> [Exercise aim]: Starting at the line that contains "Hey thanks for the pr that's a good idea!", repeat each line exactly until the records end, keeping both the first and the last.
*** Begin section ***
PR #505, opened 2018-11-23
return LoginResult from resetPassword

benawad:
Added this to be able to automatically login the user after reseting their password.

### DIFF
--- a/packages/client-password/__tests__/client-password.ts
+++ b/packages/client-password/__tests__/client-password.ts
@@ -1,10 +1,18 @@
 import { AccountsClientPassword } from '../src/client-password';
 
+const loggedInResponse = {
+  sessionId: '1',
+  tokens: {
+    accessToken: 'accessToken',
+    refreshToken: 'refreshToken',
+  },
+};
+
 const mockedClient = {
   transport: {
     createUser: jest.fn(),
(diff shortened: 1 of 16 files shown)


pradel:
Hey thanks for the pr that's a good idea!
I was wondering, maybe we could have this feature enabled by an accounts-password option (boolean) rather than having it by default, what do you think?

benawad:
sounds good

benawad:
So if we make this opt-in what do you want to return from the mutation?  

A union?
```
union ResetPasswordResponse = LoginResult | Boolean
resetPassword(token: String!, newPassword: String!): ResetPasswordResponse
```

Return null if they don't opt-in?
```
resetPassword(token: String!, newPassword: String!): LoginResult
```

Maybe create a new mutation for it?
```
resetPasswordAndLogin(token: String!, newPassword: String!): LoginResult
```

pradel:
I think I prefer the "Return null if they don't opt-in?" way, what do you think @TimMikeladze?

TimMikeladze:
Agreed. Return null.

benawad:
I made it opt-in, let me know if you would like to see any other changes

TimMikeladze:
@benawad Thank you very much for the PR. 

Published as `0.7.0`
*** End section ***
> [Output below]:
Hey thanks for the pr that's a good idea!
I was wondering, maybe we could have this feature enabled by an accounts-password option (boolean) rather than having it by default, what do you think?

benawad:
sounds good

benawad:
So if we make this opt-in what do you want to return from the mutation?  

A union?
```
union ResetPasswordResponse = LoginResult | Boolean
resetPassword(token: String!, newPassword: String!): ResetPasswordResponse
```

Return null if they don't opt-in?
```
resetPassword(token: String!, newPassword: String!): LoginResult
```

Maybe create a new mutation for it?
```
resetPasswordAndLogin(token: String!, newPassword: String!): LoginResult
```

pradel:
I think I prefer the "Return null if they don't opt-in?" way, what do you think @TimMikeladze?

TimMikeladze:
Agreed. Return null.

benawad:
I made it opt-in, let me know if you would like to see any other changes

TimMikeladze:
@benawad Thank you very much for the PR. 

Published as `0.7.0`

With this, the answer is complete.